*What you should do*. Keep only the lines that hold the string "have", filtering out the rest of the entries below.

*Supplied records*.

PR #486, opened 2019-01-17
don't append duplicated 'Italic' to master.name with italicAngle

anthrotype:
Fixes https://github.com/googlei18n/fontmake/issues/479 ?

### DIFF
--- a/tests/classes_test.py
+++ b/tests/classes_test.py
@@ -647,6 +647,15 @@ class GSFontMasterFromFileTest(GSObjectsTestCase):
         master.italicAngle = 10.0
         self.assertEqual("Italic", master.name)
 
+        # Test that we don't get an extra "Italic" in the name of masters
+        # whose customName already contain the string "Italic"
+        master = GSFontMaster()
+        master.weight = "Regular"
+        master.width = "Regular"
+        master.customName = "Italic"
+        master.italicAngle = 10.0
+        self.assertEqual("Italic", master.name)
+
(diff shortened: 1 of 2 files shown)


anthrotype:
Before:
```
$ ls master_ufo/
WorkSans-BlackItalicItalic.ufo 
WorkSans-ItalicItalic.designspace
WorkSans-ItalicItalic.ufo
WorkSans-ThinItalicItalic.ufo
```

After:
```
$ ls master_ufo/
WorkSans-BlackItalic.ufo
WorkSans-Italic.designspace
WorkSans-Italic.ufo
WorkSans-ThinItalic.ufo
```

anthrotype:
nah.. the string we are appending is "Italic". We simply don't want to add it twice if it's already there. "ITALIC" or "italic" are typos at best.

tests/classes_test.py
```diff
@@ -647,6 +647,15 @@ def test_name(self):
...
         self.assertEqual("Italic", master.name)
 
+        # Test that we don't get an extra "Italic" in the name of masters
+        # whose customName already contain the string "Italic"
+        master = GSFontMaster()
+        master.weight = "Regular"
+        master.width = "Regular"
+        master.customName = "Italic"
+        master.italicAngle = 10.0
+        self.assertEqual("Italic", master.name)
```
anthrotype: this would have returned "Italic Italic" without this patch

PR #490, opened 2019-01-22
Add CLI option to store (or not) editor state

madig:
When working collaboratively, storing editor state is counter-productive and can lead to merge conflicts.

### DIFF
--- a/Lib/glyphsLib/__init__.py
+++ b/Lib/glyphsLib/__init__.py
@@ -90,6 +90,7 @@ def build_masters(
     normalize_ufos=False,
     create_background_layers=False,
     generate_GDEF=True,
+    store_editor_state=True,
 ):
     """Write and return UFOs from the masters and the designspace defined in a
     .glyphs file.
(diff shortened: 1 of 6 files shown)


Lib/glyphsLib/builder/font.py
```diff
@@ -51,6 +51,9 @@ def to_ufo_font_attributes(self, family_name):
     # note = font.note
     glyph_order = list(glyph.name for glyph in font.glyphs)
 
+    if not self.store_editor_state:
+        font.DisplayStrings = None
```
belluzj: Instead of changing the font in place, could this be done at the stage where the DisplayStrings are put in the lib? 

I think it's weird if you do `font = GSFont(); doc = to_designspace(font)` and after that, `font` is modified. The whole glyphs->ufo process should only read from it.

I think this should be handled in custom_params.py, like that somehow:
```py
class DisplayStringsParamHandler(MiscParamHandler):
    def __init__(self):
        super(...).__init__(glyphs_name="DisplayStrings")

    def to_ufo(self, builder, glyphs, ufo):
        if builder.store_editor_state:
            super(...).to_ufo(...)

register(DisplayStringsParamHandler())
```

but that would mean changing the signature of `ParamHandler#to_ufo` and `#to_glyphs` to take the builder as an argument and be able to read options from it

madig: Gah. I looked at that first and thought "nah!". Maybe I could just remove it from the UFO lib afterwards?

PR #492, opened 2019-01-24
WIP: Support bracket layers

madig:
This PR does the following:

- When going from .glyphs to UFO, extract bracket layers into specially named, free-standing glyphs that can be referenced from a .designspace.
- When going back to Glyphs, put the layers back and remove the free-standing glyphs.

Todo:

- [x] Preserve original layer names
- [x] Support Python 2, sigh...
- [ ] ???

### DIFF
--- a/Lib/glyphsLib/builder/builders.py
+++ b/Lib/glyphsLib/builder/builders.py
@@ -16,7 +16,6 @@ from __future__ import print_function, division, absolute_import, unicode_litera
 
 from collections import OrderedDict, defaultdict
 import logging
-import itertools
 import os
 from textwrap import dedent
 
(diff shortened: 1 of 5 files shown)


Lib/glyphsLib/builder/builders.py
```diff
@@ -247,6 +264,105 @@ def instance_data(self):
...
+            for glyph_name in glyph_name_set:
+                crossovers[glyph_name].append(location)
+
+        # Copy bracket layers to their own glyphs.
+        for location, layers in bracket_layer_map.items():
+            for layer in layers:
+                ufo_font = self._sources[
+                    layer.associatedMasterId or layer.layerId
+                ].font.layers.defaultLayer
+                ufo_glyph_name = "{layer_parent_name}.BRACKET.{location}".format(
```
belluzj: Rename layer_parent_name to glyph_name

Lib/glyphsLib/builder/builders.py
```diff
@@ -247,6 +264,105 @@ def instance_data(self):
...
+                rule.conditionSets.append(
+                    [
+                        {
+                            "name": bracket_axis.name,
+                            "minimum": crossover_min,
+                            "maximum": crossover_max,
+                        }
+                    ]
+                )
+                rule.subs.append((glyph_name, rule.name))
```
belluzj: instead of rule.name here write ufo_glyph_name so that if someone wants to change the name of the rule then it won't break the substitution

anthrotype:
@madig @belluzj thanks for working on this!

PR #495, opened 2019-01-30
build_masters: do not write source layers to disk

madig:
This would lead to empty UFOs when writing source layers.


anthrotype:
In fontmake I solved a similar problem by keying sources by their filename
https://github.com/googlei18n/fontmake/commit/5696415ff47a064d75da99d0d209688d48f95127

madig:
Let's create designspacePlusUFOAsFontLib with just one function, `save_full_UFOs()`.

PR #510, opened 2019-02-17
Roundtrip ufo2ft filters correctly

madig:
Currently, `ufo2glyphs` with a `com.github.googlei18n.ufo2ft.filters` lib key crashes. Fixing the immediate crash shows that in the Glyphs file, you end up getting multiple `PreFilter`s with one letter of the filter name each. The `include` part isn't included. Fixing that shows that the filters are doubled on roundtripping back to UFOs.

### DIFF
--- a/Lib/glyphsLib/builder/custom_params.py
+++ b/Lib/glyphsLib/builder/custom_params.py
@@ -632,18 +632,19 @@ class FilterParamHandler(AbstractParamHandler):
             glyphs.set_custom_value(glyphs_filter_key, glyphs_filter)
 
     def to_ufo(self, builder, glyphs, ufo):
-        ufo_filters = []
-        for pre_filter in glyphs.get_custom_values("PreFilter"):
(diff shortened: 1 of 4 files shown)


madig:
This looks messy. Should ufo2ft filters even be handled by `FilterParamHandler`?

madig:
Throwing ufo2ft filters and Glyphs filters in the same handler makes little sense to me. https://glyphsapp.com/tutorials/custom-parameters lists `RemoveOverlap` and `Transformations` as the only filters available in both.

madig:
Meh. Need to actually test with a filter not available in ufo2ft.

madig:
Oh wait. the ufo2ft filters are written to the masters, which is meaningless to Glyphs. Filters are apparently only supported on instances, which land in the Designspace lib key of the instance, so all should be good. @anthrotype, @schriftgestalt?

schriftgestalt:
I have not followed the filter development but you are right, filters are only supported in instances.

*Finished exercise*.
anthrotype: this would have returned "Italic Italic" without this patch
I have not followed the filter development but you are right, filters are only supported in instances.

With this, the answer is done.